> **Assigned task**: For this exercise, reproduce the entries below exactly, but only from the line containing "PR #108, opened 2023-01-11" through the line containing "#1 tells you", both included.

> **Data provided**:
⁂
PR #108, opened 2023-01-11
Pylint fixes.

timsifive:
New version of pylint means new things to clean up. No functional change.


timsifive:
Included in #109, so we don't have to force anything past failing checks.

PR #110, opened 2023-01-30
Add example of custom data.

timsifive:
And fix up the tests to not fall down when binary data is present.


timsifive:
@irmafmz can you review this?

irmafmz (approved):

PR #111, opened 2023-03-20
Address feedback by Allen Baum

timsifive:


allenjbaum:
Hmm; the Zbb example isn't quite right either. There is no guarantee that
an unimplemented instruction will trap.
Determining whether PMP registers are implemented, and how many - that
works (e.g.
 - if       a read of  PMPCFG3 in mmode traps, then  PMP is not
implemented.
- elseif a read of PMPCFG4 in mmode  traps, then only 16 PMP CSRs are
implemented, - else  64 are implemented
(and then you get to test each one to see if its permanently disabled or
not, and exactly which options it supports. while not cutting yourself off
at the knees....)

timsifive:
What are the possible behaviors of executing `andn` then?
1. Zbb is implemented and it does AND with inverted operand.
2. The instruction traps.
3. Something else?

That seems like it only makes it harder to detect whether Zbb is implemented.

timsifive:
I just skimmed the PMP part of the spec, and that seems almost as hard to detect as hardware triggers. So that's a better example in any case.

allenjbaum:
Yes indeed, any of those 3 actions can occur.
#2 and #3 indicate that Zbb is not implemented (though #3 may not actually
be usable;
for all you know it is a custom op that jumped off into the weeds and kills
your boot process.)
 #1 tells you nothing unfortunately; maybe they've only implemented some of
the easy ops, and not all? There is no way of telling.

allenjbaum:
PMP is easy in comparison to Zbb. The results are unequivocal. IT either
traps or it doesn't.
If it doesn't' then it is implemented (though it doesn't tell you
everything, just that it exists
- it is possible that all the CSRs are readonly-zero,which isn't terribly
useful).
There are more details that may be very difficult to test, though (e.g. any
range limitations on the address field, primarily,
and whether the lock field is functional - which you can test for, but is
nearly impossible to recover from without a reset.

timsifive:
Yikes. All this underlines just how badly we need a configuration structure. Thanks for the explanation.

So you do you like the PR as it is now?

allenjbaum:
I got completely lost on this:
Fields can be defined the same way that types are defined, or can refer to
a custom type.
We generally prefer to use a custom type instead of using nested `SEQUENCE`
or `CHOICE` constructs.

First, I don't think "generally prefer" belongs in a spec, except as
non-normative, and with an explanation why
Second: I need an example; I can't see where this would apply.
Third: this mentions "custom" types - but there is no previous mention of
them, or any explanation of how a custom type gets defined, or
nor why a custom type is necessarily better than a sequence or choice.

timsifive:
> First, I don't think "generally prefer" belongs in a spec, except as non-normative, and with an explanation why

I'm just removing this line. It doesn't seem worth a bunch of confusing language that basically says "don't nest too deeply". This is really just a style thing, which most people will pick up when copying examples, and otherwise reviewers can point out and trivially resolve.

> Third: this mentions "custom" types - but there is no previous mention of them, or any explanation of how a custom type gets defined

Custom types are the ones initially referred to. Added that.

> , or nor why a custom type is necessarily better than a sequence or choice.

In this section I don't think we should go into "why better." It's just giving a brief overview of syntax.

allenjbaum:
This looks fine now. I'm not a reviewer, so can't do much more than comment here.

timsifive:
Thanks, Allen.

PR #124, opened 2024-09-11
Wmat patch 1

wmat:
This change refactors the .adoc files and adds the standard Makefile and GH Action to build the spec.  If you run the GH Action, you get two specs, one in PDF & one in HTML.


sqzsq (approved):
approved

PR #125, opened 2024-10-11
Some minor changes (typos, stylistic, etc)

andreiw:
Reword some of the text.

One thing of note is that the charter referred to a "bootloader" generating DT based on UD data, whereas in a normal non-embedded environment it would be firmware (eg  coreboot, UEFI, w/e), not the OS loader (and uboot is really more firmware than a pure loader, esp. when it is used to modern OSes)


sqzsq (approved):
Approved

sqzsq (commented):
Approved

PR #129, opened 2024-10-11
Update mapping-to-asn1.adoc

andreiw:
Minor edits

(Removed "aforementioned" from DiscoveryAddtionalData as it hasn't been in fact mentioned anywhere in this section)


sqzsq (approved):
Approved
⁂
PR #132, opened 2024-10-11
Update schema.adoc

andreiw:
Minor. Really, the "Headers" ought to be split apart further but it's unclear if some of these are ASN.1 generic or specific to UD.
⁂
> **Output for this task**:
PR #108, opened 2023-01-11
Pylint fixes.

timsifive:
New version of pylint means new things to clean up. No functional change.


timsifive:
Included in #109, so we don't have to force anything past failing checks.

PR #110, opened 2023-01-30
Add example of custom data.

timsifive:
And fix up the tests to not fall down when binary data is present.


timsifive:
@irmafmz can you review this?

irmafmz (approved):

PR #111, opened 2023-03-20
Address feedback by Allen Baum

timsifive:


allenjbaum:
Hmm; the Zbb example isn't quite right either. There is no guarantee that
an unimplemented instruction will trap.
Determining whether PMP registers are implemented, and how many - that
works (e.g.
 - if       a read of  PMPCFG3 in mmode traps, then  PMP is not
implemented.
- elseif a read of PMPCFG4 in mmode  traps, then only 16 PMP CSRs are
implemented, - else  64 are implemented
(and then you get to test each one to see if its permanently disabled or
not, and exactly which options it supports. while not cutting yourself off
at the knees....)

timsifive:
What are the possible behaviors of executing `andn` then?
1. Zbb is implemented and it does AND with inverted operand.
2. The instruction traps.
3. Something else?

That seems like it only makes it harder to detect whether Zbb is implemented.

timsifive:
I just skimmed the PMP part of the spec, and that seems almost as hard to detect as hardware triggers. So that's a better example in any case.

allenjbaum:
Yes indeed, any of those 3 actions can occur.
#2 and #3 indicate that Zbb is not implemented (though #3 may not actually
be usable;
for all you know it is a custom op that jumped off into the weeds and kills
your boot process.)
 #1 tells you nothing unfortunately; maybe they've only implemented some of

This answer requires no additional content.